# 5.5 gallon companion?



## TheBlur (Apr 16, 2014)

I recently acquired a 5.5 gallon aquarium for one of my bettas and was looking into a tank companion, possibly a cleaner-type like a catfish or shrimp?

I'm familiar with 10 gallon stocking,but not 5 gallon. I don't want a whole bunch of fish just like 1-3 or so (whatever fits).

if you think its best that the betta get the 5.5 all to himself please tell me. I've never had a mid-sized tank before. Smaller than this and he'd definitely have the tank all to himself x3


----------



## GreenEnvy (Apr 27, 2014)

I had 2-3 ghost shrimp in my 5 gallon for 6 months and they did a great job at keeping it clean. They are really fascinating to watch as well. When Oliver's long-time shrimp buddies died from natural causes and I replaced them with new ones, Oliver decided he didn't like the newest recruits. If you have a more aggressive betta who doesn't want to share his territory, they sometimes end up being injured or eaten.


----------



## tankman12 (Nov 13, 2012)

If you have a nice betta. You could do some small schooling fish like ember tetras or galaxy rasboras. Also some pygmy or habrosus (spelling ?) Cories.
_Posted via Mobile Device_


----------



## LadyNightraven (Jun 30, 2013)

I've been told a mystery snail or nerite snail can be a great choice for betta companion in a 5- or 5.5-gallon, although a nerite would be better if your betta is a more aggressive type.


----------



## RussellTheShihTzu (Mar 19, 2013)

I would do a Nerite snail and culture algae for it in a bowl of rocks (in water) on a window sill. 

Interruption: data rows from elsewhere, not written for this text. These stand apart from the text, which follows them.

PR #1684, opened 2019-05-24
Aggregate Function STDDEV_SAMP (Standard Deviation Sample)

mweisgut:
This PR contains the implementation of the aggregate function Standard Deviation Sample.
For this, the Welford's online algorithm is used.

Excerpt from [1]:
```
variance(samples):
  M := 0
  S := 0
  for k from 1 to N:
    x := samples[k]
    oldM := M
    M := M + (x-M)/k
    S := S + (x-M)*(x-oldM)
  return S/(N-1)
```

[1] Joni Salonen. 2013. _Welford’s method for computing variance_. http://jonisalonen.com/2013/deriving-welfords-method-for-computing-variance/


src/lib/operators/abstract_aggregate_operator.hpp
```diff
@@ -90,19 +93,47 @@ class AggregateFunctionBuilder<ColumnDataType, AggregateType, AggregateFunction:
...
+        } else {
+          current_primary_aggregate = new_value;
+        }
+        // add new value to sum of x²
+        if (current_secondary_aggregate) {
+          *current_secondary_aggregate += new_value * new_value;
+        } else {
+          current_secondary_aggregate = new_value * new_value;
+        }
+      } else {
```
Bensk1: Can we ever reach this branch? This [check](https://github.com/hyrise/hyrise/pull/1684/files#diff-d12958a0e19777d00bbb31d51731b7a4R68) should make it impossible, right?

src/lib/operators/aggregate_sort.cpp
```diff
@@ -186,46 +191,63 @@ void AggregateSort::_aggregate_values(const std::set<RowID>& group_boundaries, c
...
+    if (value_count <= 1) {
+      current_primary_aggregate = std::optional<AggregateType>();
+      current_secondary_aggregate = std::optional<AggregateType>();
+    } else {
+      // normal StdDevSamp calculation
+      const auto sum = *current_primary_aggregate;
+      const auto sum_square = *current_secondary_aggregate;
+      const double n = value_count;
+      const auto variance = (1 / (n - 1)) * (sum_square - (1 / n) * sum * sum);
+      current_primary_aggregate = std::sqrt(variance);
```
Bensk1: This is the first aggregate functions that is a bit more complex which makes the redundancy of the computations of the aggregate functions in both aggregate operators quite obvious now.

src/lib/operators/abstract_aggregate_operator.hpp
mweisgut: That's right. But we still have to do the `is_arithmetic` check here, since `ColumnDataType` could be string. So if the type is string, `new_value * new_value` would be invalid.

Is there a way to restrict the type on the template-type level?

src/lib/operators/jit_operator/operators/jit_aggregate.cpp
```diff
@@ -219,6 +219,8 @@ void JitAggregate::add_aggregate_column(const std::string& column_name, const Ji
       break;
     case AggregateFunction::CountDistinct:
       Fail("Aggregate function count distinct not supported");
+    case AggregateFunction::StdDevSamp:
+      Fail("Aggregate function standard deviation sample is not supported.");
```
mrzzzrm: Having this here means that the `JitAwareLQPTranslator` needs to be adjusted to not abort if this AggregateFunction is encountered. 

`JitAwareLQPTranslator::_expression_is_jittable()` should use a whitelist of supported AggregateFunctions, instead of a blacklist.

mweisgut:
> The formula used in the OP is slightly different from the one used in code.

What's OP?

mrzzzrm:
"OP. n. abrv. Original Post - The first post in a forum or imageboard thread "

mweisgut:
> The formula used in the OP is slightly different from the one used in code.
> `sqrt(1 / (n - 1)) * (sum_square - (1 / n) * sum * sum)` vs `sqrt((1 / (n - 1)) * (sum_square - (1 / n) * sum * sum))` afaict.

If you wanted more than three, five or six small Cories like Pygmy (never fewer) would be okay but that's really pushing it in a 5.5 as shoaling/schooling fish do best in a 10 or better. Even five or six small shoaling species with all their activity in such a small space can stress some Bettas to the point of making them vulnurable to illness so I don't really recommend it.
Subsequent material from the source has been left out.